PR #550, opened 2025-06-18
fix: limit mapbox size

briantstephan:
This limits the mapbox height and width to the size limits defined here: https://docs.mapbox.com/api/maps/static-images/#retrieve-a-static-map-from-a-style


benlife5 (approved):
ha I didn't realized we already had a max defined, nice

asanehisa (approved):

mkilpatrick (approved):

● **Exercise goal**: Output each line of the material exactly, keeping every word as it appears.

● **Response to the exercise**:
PR #550, opened 2025-06-18
fix: limit mapbox size

briantstephan:
This limits the mapbox height and width to the size limits defined here: https://docs.mapbox.com/api/maps/static-images/#retrieve-a-static-map-from-a-style


benlife5 (approved):
ha I didn't realized we already had a max defined, nice

asanehisa (approved):

mkilpatrick (approved):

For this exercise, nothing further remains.